Actor Lauren 'Lolo' Spencer Talks Disability and Sex
Lauren "Lolo" Spencer, an actor and disability advocate, has heard some memorable (read: icky) pickup lines in her day. Chief among them: Some version of "It's always been on my bucket list to sleep with a girl in a wheelchair."
Spencer details these and other "weird things guys say" in a so-titled episode of "Sitting Pretty Lolo," her YouTube show where she debunks disability myths and shares dating tips.
"I wanted to create content that would answer that question and eventually dispel stereotypes about how disabled people live their lives," she told the New York Times in a December 2022 interview.
Spencer, who has muscular dystrophy and uses a wheelchair, is best known for her current role as Jocelyn in "The Sex Lives of College Girls," a series on HBO Max.
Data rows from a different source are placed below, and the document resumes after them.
PR #291, opened 2023-05-22
Add dolly-v2-7b example

PatriceVignola:


olive/passes/onnx/optimum_conversion.py
```diff
@@ -0,0 +1,52 @@
...
+from typing import Any, Dict, Union
+
+from olive.model import CompositeOnnxModel, ONNXModel, OptimumModel
+from olive.hardware.accelerator import AcceleratorSpec
+from olive.passes import Pass
+from olive.passes.onnx.common import get_external_data_config
+from olive.passes.pass_config import PassConfigParam
+from pathlib import Path
+
+from optimum.exporters.onnx import main_export as export_optimum_model
```
guotuofeng, line 14: delay the import so that the optimum could be an extra for Olive?

olive/passes/onnx/optimum_merging.py
```diff
@@ -0,0 +1,82 @@
...
+from olive.passes.onnx.common import get_external_data_config
+from olive.passes.pass_config import PassConfigParam
+from pathlib import Path
+
+from optimum.onnx import merge_decoders
+import onnx
+import onnxruntime
+import os
+from onnx import ModelProto
+
```
guotuofeng, line 19: I guess you need run pre-commit run --all-files

olive/passes/onnx/optimum_merging.py
```diff
@@ -0,0 +1,82 @@
...
+from olive.hardware.accelerator import AcceleratorSpec
+from olive.model import CompositeOnnxModel, ONNXModel
+from olive.passes import Pass
+from olive.passes.onnx.common import get_external_data_config
+from olive.passes.pass_config import PassConfigParam
+from pathlib import Path
+
+from optimum.onnx import merge_decoders
+import onnx
```
guotuofeng, line 15: better not import the optimum at top level since it would make it to be requirement of Olive instead of an extra

olive/passes/onnx/optimum_merging.py
```diff
@@ -0,0 +1,82 @@
...
+            all_tensors_to_one_file=True,
+            location="decoder_model_merged.onnx.data",
+        )
+
+        # Doing a dry run of ORT allows us to remove the initializers that were orphaned by the merging step
+        sess_options = onnxruntime.SessionOptions()
+        sess_options.optimized_model_filepath = output_model_path
+
+        execution_provider = config["execution_provider"]
+        onnxruntime.InferenceSession(output_model_path, sess_options, providers=[execution_provider])
```
guotuofeng, line 80: >InferenceSession [](http://example.com/codeflow?start=20&length=16)

do we need specify the graph_optimization_level?

guotuofeng:
Does the following documentation need to be updated?

https://github.com/microsoft/Olive/blob/main/docs/source/examples.md
https://github.com/microsoft/Olive/blob/main/docs/source/overview/options.md
https://github.com/microsoft/Olive/blob/main/docs/source/api/passes.rst

guotuofeng:
better add readme.md to the example?

olive/passes/onnx/transformer_optimization.py
```diff
@@ -93,7 +94,7 @@ def _run_for_config(self, model: ONNXModel, config: Dict[str, Any], output_model
         for key in get_external_data_config():
             del run_config[key]
 
-        output_model_path = ONNXModel.resolve_path(output_model_path)
+        output_model_path = ONNXModel.resolve_path(os.path.join(output_model_path, os.path.basename(model.model_path)))
```
jambayk, line 97: Is there a reason for this change? Ideally, we don't want to manipulate the output path much other than adding a suffix or creating a file in the directory. Since it might affect the caching of the model.

olive/passes/onnx/optimum_merging.py
```diff
@@ -0,0 +1,85 @@
...
+
+        onnx.save(
+            merged_model,
+            output_model_path,
+            save_as_external_data=True,
+            all_tensors_to_one_file=True,
+            location="decoder_model_merged.onnx.data",
+        )
+
+        # Doing a dry run of ORT allows us to remove the initializers that were orphaned by the merging step
```
jambayk, line 77: Does this actually do anything? The model is already saved to disk so does it persist the orphaned initializers removal past the current inference session? Maybe the model should be saved again after the inference session is created so that the model on disk has the changes?

olive/passes/onnx/transformer_optimization.py
PatriceVignola: The default resulting model name of `resolve_path` is simply `model.onnx`, no matter what the original model is named.

It works for pipelines with a single model, but for pipelines with multiple models (e.g. `decoder_model.onnx` and `decoder_with_past_model.onnx`), it makes it very hard to debug intermediate steps, or even use the result of intermediate steps for something else. All this change does is name the optimized model the same way that the unoptimized version is named.

olive/passes/onnx/optimum_merging.py
PatriceVignola: It does. Setting `optimized_model_filepath` automatically overwrites the model on disk after applying the optimizations.

olive/extra_dependencies.json
```diff
@@ -24,5 +24,8 @@
     ],
     "inc": [
         "neural-compressor"
+    ],
+    "optimum": [
```
jambayk, line 28: Please also add the pass dependencies here https://github.com/microsoft/Olive/blob/main/olive/workflows/run/run.py#L64

olive/passes/onnx/transformer_optimization.py
jambayk: I see. Thanks for the clarification. For the other pass where we have composite models, we create a subdirectory for each component so they are in different folders. 
I think this change is okay for now since the file is still in the parent directory of the `output_model_path`. I will revisit this later to standardize how the paths are manipulted.

guotuofeng: I agree with @PatriceVignola. The output model path might be modified based on the arguments. For example, the output model path might be appended with hardware info if the pass decide it is hardware dependent like https://github.com/microsoft/Olive/pull/286/files#diff-89a2a3c72dc004cdf3c6603d382f434ec3f7527fc9065a7f3c420ceaf3a7cbf9R110-R111

olive/passes/onnx/optimum_merging.py
jambayk: Oh I see. I wasn't aware about this functionality. Does it handle the external data correctly too while doing the overwrite?

guotuofeng: @jambayk , this line would generate the optimized model. For example, the constants in model will be transformed as initializers.

olive/model.py
```diff
@@ -708,6 +708,24 @@ def to_json(self, check_object: bool = False):
...
+            framework=Framework.PYTORCH,
+        )
+        self.model_components = model_components
+
+    def load_model(self, rank: int = None):
+        raise NotImplementedError()
+
+    def prepare_session(self, inference_settings: Dict[str, Any], device: Device, rank: int = None):
+        raise NotImplementedError()
+
```
jambayk, line 727:
```
        config = {
            "type": self.__class__.__name__,
            "config": {"name": self.name, "model_path": self.model_path, "model_components": self.model_components
        }
        return serialize_to_json(config, check_object)
```

guotuofeng (approved):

The actor said she feels a kinship with Jocelyn, a funny, straight-shooting, sex-positive college freshman.
"Jocelyn was the college version of myself," she explained in the interview. "I was partying all the time, having sex—maybe not as often as Jocelyn is, though."
Disability representation on screen
Spencer's portrayal of Jocelyn has been celebrated for being "damn funny" as well as for being a "positive representation" in the media of disabled people, a group that has been historically underrepresented in TV and film.
Considering the estimated 1 in 4 adults in the United States who are physically or psychologically disabled, on-screen disability portrayals remain scarce, according to a 2022 report from Nielsen, a media research firm. The research, which studied movie and TV representations of characters with disabilities that premiered in the past century, found that of the 163,000-plus titles, only 4.2 percent—or 6,895 titles—were found to have noteworthy disability content.
"Even though the number of disabled characters on screen continues to increase in recent seasons, an estimated 95 percent of available roles are portrayed by talent without a disability," said Lauren Appelbaum, vice president of communications and entertainment and news media at RespectAbility, a nonprofit organization fighting stigma about disabilities, in a statement from 2021. "When disability is a part of a character's story, too often content can position disabled people as someone to pity or someone to cure. It is crucial we have disabled talent both in front of and behind the camera to develop genuine multidimensional characters."
Disability and sexuality on screen
In addition to portraying characters with disabilities as victims, major film studios have a tendency to desexualize them. People with disabilities are seldom cast as love interests and rarely portrayed in romantic or intimate settings.
However, the tide is turning. Recently, actors such as Spencer and George Robinson, a wheelchair user who plays Isaac in the Netflix series "Sex Education," are working to bring more authentic disability representation to the screen. To genuinely reflect the disabled experience, the actors pull from their own experiences to inform their characters.
As Spencer explained in an interview with Essence Magazine, "This role of Jocelyn on 'Sex Lives' is definitely going to be one of the first examples, if not the first example, of being joyful with a disability and doing it in a way that's authentic."
Spencer said she knows the portrayal is realistic "because I'm the one who's lived the experience: Being joyful, being happy, being sexual, being funny without being the butt of the joke and having an attitude being off the chain, partying, all of that."